Wednesday, August 10, 2011

Rioting in London: Distinctions are important

Criticising the police response to the rioting in London (or should that now read 'the UK') neither implies nor entails acceptance of the rioters actions.  Equivalently, the riots themselves can be condemned without approving of either the police actions to date, nor of the increasingly hyperbolic and surely counter-productive measures being proposed by those in power as solutions to the rioting.

I am pretty sure that the most sensible available option is to condemn both the actions of the rioters and the response (+ institutional structure) of the police to them.

Today in Blaming things you don't understand...

A report (credence: lowish) that at least one member of the UK police force thinks they can make the rioting go away by... blaming it on violent video games!  Of course that is the problem!  Man, if only kids played friendly co-operative games, they would be able to ignore the poverty and institutional injustice being foisted upon them by the state.  Why didn't anyone else think of this?

Tuesday, August 9, 2011

Australian Bigotry Watch, part something

Someone who really shouldn't be an MP of anywhere, given the views he espouses, has decided that a child being brought up by a lesbian couple is being denied its human rights... or that is at least what this quote sounds like (news.com.au):
"I'm totally against a baby being brought up by two mothers - the baby has human rights"
Of course, the idea that the Reverend Fred Nile is not always right about everything doesn't seem to have crossed said reverend's mind.  If he was merely a fringe crazy, this might be less of an issue.  But the man is being elected by some large group of people, and I want to know why.  (He is an MP in the upper house of the NSW state parliament, for those who are lucky enough not to have run into his crazy before)

Also

Blog coverage:  Lenin's Tomb  (Short version: Its all class, baby!)
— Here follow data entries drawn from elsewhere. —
PR #5106, opened 2017-02-15
PixelsService: use Memoizer.failIfMissing (rebased onto develop)

jburel:
This is the same as gh-4684 but rebased onto develop.

----

To prevent DoS'ing a server, this flag can be set which
requires that all files have a valid cached Memoizer. A
next step will be to allow selectively permitting access
based on some flag.

See https://github.com/openmicroscopy/bioformats/pull/2435

NB: The boolean added to PixelsService should likely be refactored
    into a more general "options" class to reduce future method
    clutter.

This prevent the server from being taken down by missing bfmemo files. Note: if `fail_if_missing` is set to true, then sysadmins will need to run a bfmemo generation script after upgrade
cc @hflynn 

Ref https://trello.com/c/cKEf9iDK/240-other-metadata52-rebases

### DIFF
--- a/components/romio/src/ome/io/nio/PixelsService.java
+++ b/components/romio/src/ome/io/nio/PixelsService.java
@@ -764,6 +764,7 @@ public class PixelsService extends AbstractFileSystemService
      * @param filePath Non-null.
      * @param series series to use
      * @param store Min/max store to use with the min/max calculator.
+     * @param raise an exception if no cache file is available
      */
     protected BfPixelBuffer createMinMaxBfPixelBuffer(final String filePath,
                                                       final int series,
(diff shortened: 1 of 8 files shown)


jburel:
--rebased-from #4684

joshmoore:
NB: A CLI tool also exists to check and/or initialize bfmemo files. Barring a good name (currently: `bin/omero render test`) this should be included with this work.

jburel:
Was "render" not going to be a "pip installable" plugin with its own repo?

joshmoore:
Yes, and the check doesn't need to stay in `render.py` but if someone activates this option they _will_ need a tool to initialize bfmemo files.

jburel:
Ok, Let's discuss when you get back

joshmoore:
Sorry, I didn't realize that `render.py` hadn't been backported. I will try to focus on getting that `pip`-installable then independently of this PR.

jburel:
This PR cannot be rebased since it will require some changes in B-F

Discussed with @sbesson, there is no current concrete plan to ``back-port`` changes done in  B-F for IDR on memoizer to the main B-F line
cf. 
https://trello.com/c/eC6Peivz/39-options-api-priorities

London Burning! (Still? Again?)

Rioting isn't the best way to change things, but when the other options have been (or are being) systematically removed from you, it is fairly easy to understand why it happens.  The reputation of the police amongst the communities most involved here cannot be helping their case, either.  Maybe some thought to public relations would have helped prevent (or mitigate) things?

Thursday, August 4, 2011

Trying to explain the problem of the religious endgame of the relativism argument to first year students...

Spur of the moment attempt:

Imagine a card player who sits down to play poker with you.  You explain the house rules to them, and they agree to these rules.  They then proceed to win a number of hands, while using the house rules to their advantage (deuces wild, high-low straights, the whole works, whatever it is that your particular card group buys into).  A few hands further on, they go in big on a hand, and lose to someone else who is utilising one of the house rules.  They object to the use of the house rule in this case, and refuse to give up the money that they have lost, leaving the game in a huff.

Translation:

The religious defender of relativism about ethics does not, standardly, want to abandon reason in favour of religion.  Rather, they want to be able to use both reasons and religion when it suits them, while reserving the right to claim not to be bound by reason when it clashes with their religious convictions.  If you engage with them, while allowing them to make this move, you can only ever lose in the long run, because they are simply not acting in good faith.  They are purporting or pretending to be bound by a series of conventions (reason), which they are willing to sacrifice (and to deny ever having been bound by), when it suits them.

Moral:

The religious objection that you are 'privileging reason' without good authority, collapses as it purports a false dichotomy between choosing to follow religion or reason, whereas the actual goal is to follow both when it suits them, and religion alone when it does not suit to follow both.

Monday, August 1, 2011

How short is too short?

I got a rejection letter recently, from a journal I will not name here, which told me that the article I had sent them, at 6000 words, was not long enough for their journal, where standard articles ran 9000.  This seems to me somewhat of a silly reason to say no to a piece.  I would like to think that 6000 words is plenty for making the kind of point that an article is intended to get across.